I’m trying to run some PyTorch-Lightning code, following along Sebastian Rabst’s Machine Learning with PyTorch and Scikit-Learn:
import torch
import torchvision
from torchvision import transforms
from torchvision.transforms import ToTensor
from torchvision.datasets import MNIST
from torch.utils.data import DataLoader, random_split
import pytorch_lightning as pl
class MnistDataModule(pl.LightningDataModule):
def __init__(self, data_path='./'):
super().__init__()
self.data_path = data_path
self.transform = transforms.Compose([ToTensor()])
self.batch_size = 64
def prepare_data(self):
MNIST(root=self.data_path, download=True)
def setup(self, stage=None):
mnist_all = MNIST(root = self.data_path, train=True, transform=self.transform, download=False)
self.train, self.val = random_split(mnist_all, [55000, 5000], generator=torch.Generator().manual_seed(1))
self.test = MNIST(root = self.data_path, train=False, transform=self.transform, download=False)
def train_dataloader(self):
return DataLoader(self.train, self.batch_size, num_workers = 4)
def val_dataloader(self):
return DataLoader(self.val, self.batch_size, num_workers = 4)
def test_dataloader(self):
return DataLoader(self.test, self.batch_size, num_workers = 4)
import torch.nn as nn
from torchmetrics import Accuracy
class MultiLayerPerceptron(pl.LightningModule):
def __init__(self, image_shape=(1, 28, 28), hidden_units=(32, 16)):
super().__init__()
self.train_acc = Accuracy(task='multiclass', num_classes=10)
self.valid_acc = Accuracy(task='multiclass', num_classes=10)
self.test_acc = Accuracy(task='multiclass', num_classes=10)

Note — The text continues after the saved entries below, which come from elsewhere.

PR #78, opened 2023-04-13
RSDK-2703 - Document existing wrappers

stuqdog:
#### Major Changes
- Provides more comprehensive, doxygen-formatted documentation for `robot`, `camera`, `generic`, `rpc/server`, and `registry`

#### Minor changes
- Make use of `should_close_channel` in robot client
- make `threads` `private` in robot client
-

### DIFF
--- a/src/robot/client.hpp
+++ b/src/robot/client.hpp
@@ -30,12 +30,14 @@ using Viam::SDK::Options;
 using Viam::SDK::ViamChannel;
 
 // TODO(RSDK-1742) replace all `ResourceName` references in API with `Name`
+/// @defgroup Robot Classes related to a `Robot` representation.
 
 /// @class RobotClient client.h "robot/client.h"
 /// @brief gRPC client for a robot, to be used for all interactions with a robot.
 /// There are two ways to instantiate a robot:
 ///   - `RobotClient::at_address(...)`
 ///   - `RobotClient::with_channel(...)`
+/// @ingroup Robot
 ///
 /// You must `close()` a robot when finished with it in order to release its resources.
 /// Robots creates via `at_address` will automatically close, but robots created via
--- a/src/robot/client.hpp
+++ b/src/robot/client.hpp
@@ -1,3 +1,6 @@
+/// @file robot/client.cpp
+///
+/// @brief gRPC client implementation for a `robot`.
 #pragma once
 
 #include <string>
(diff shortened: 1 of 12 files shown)


src/robot/client.hpp
```diff
@@ -81,29 +95,53 @@ class RobotClient {
...
                                      std::unordered_map<std::string, std::shared_ptr<ProtoType>>,
                                      ResourceNameHasher,
                                      ResourceNameEqual> extra);
+
+    /// @brief Cancel a specified operation on the robot.
+    /// @param id The ID of the operation to cancel.
     void cancel_operation(std::string id);
 
    private:
+    std::vector<std::shared_ptr<std::thread>> threads_;
```
stuqdog, line 144: (driveby) no one outside of robot client was actually using `threads` so it was trivial to make it private.

src/rpc/server.cpp
```diff
@@ -19,7 +19,7 @@ void Server::register_service(grpc::Service* service) {
 
 void Server::start() {
     if (server_) {
-        throw "Attempted to start server that was already running";
+        throw std::runtime_error("Attempted to start server that was already running");
```
stuqdog, line 22: (driveby) adding documentation, wanted to throw an actual error rather than a string. easy enough to fix!

cheukt (approved):
LGTM - not sure if this pr does it, but is there a way to group all related classes together in the class list page (e.g. Camera client, server, and Camera in one dropdown)

stuqdog:
> LGTM - not sure if this pr does it, but is there a way to group all related classes together in the class list page (e.g. Camera client, server, and Camera in one dropdown)

Good question! This pr does not do that, but I'll do some research into it.

acmorrow:
> > LGTM - not sure if this pr does it, but is there a way to group all related classes together in the class list page (e.g. Camera client, server, and Camera in one dropdown)
> 
> Good question! This pr does not do that, but I'll do some research into it.

One thing that comes to mind is using namespaces or nesting more aggressively. Things overall still need to get wrapped in a top-level namespace, and usually I recommend not using complex namespacing schemes, but in principle you could have a `camera` namespace under whatever is the top-level. What I don't love about that is you end up with `camera::Camera`, which feels chatty. But I do maybe like `camera::Server` and `camera::Client` over `CameraServer` and `CameraClient`?

Another idea might be to nest the `Client` and `Server` under `Camera`:

```
class Camera {
public:
    class Server;
    class Client;
};

class Camera::Server : public ... {
};

class Camera::Client : public Camera {
};
```

The definitions of `Camera::Server` and `Camera::Client` don't even need to be in the same header file once you have forward declared them as nested. On the other hand, doing it this way makes it impossible to forward declare the camera server / client since classes are closed and namespaces are open. So I think namespaces are probably a better choice.

Finally, doxygen itself has some grouping features: https://www.doxygen.nl/manual/grouping.html

stuqdog:
> > > LGTM - not sure if this pr does it, but is there a way to group all related classes together in the class list page (e.g. Camera client, server, and Camera in one dropdown)
> > 
> > 
> > Good question! This pr does not do that, but I'll do some research into it.
> 
> One thing that comes to mind is using namespaces or nesting more aggressively. Things overall still need to get wrapped in a top-level namespace, and usually I recommend not using complex namespacing schemes, but in principle you could have a `camera` namespace under whatever is the top-level. What I don't love about that is you end up with `camera::Camera`, which feels chatty. But I do maybe like `camera::Server` and `camera::Client` over `CameraServer` and `CameraClient`?
> 
> Another idea might be to nest the `Client` and `Server` under `Camera`:
> 
> ```
> class Camera {
> public:
>     class Server;
>     class Client;
> };
> 
> class Camera::Server : public ... {
> };
> 
> class Camera::Client : public Camera {
> };
> ```
> 
> The definitions of `Camera::Server` and `Camera::Client` don't even need to be in the same header file once you have forward declared them as nested. On the other hand, doing it this way makes it impossible to forward declare the camera server / client since classes are closed and namespaces are open. So I think namespaces are probably a better choice.
> 
> Finally, doxygen itself has some grouping features: https://www.doxygen.nl/manual/grouping.html

Thanks for the guidance! Adding `namespace`ing is another quick PR I hope to get out by early next week. Not that I necessarily want to go deep into the "nested namespace" rabbithole, but does Doxygen respect/group `namespace`s by default?

stuqdog:
@cheukt just added `group`s for `camera`, `robot`, and `generic`. The class list page is unchanged, but it'll create a new tab (`modules`) which shows that grouping.

zaporter-work (approved):
LGTM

input_size = image_shape[0] * image_shape[1] * image_shape[2]
all_layers = [nn.Flatten()]
for h in hidden_units:
all_layers.append(nn.Linear(input_size, h))
all_layers.append(nn.ReLU())
input_size = h
all_layers.append(nn.Linear(hidden_units[-1], 10))
self.model = nn.Sequential(*all_layers)
def forward(self, x):
return self.model(x)
def training_step(self, batch, batch_idx):
x, y = batch
logits = self(x)
loss = nn.functional.cross_entropy(logits, y)
preds = torch.argmax(logits, dim=1)
self.train_acc.update(preds, y)
self.log("train_loss", loss, prog_bar=True)
return loss
def on_train_epoch_end(self):
self.log("train_acc", self.train_acc.compute(), prog_bar=True)
def validation_step(self, batch, batch_idx):
x, y = batch
logits = self(x)
loss = nn.functional.cross_entropy(logits, y)
preds = torch.argmax(logits, dim=1)
self.valid_acc.update(preds, y)
self.log("valid_loss", loss, prog_bar=True)
self.log("valid_acc", self.valid_acc.compute(), prog_bar=True)
return loss
def test_step(self, batch, batch_idx):
x, y = batch
logits = self(x)
loss = nn.functional.cross_entropy(logits, y)
preds = torch.argmax(logits, dim=1)
self.valid_acc.update(preds, y)
self.log("test_loss", loss, prog_bar=True)
self.log("test_acc", self.test_acc.compute(), prog_bar=True)
return loss
def configure_optimizers(self):
return torch.optim.Adam(self.parameters(), lr=1e-3)
torch.manual_seed(1)
mnist_dm = MnistDataModule()
model = MultiLayerPerceptron()
trainer = pl.Trainer(max_epochs=10)
trainer.fit(model=model, datamodule=mnist_dm)
But I’m getting:
File /opt/anaconda3/lib/python3.11/site-packages/torch/storage.py:368, in UntypedStorage._share_filename_cpu_(self, *args, **kwargs)
366 @_share_memory_lock_protected
367 def _share_filename_cpu_(self, *args, **kwargs):
--> 368 return super()._share_filename_cpu_(*args, **kwargs)
RuntimeError: torch_shm_manager at "/opt/anaconda3/lib/python3.11/site-packages/torch/bin/torch_shm_manager": could not generate a random directory for manager socket
Here are the package versions:
PyTorch version: 2.2.0.post100
PyTorch Lightning version: 2.2.1
And my system specs:
Model Name: MacBook Pro
Model Identifier: MacBookPro18,2
Model Number: FK1A3LL/A
Chip: Apple M1 Max
Total Number of Cores: 10 (8 performance and 2 efficiency)
Memory: 32 GB
I’m running this in a Jupyter Notebook through Anaconda.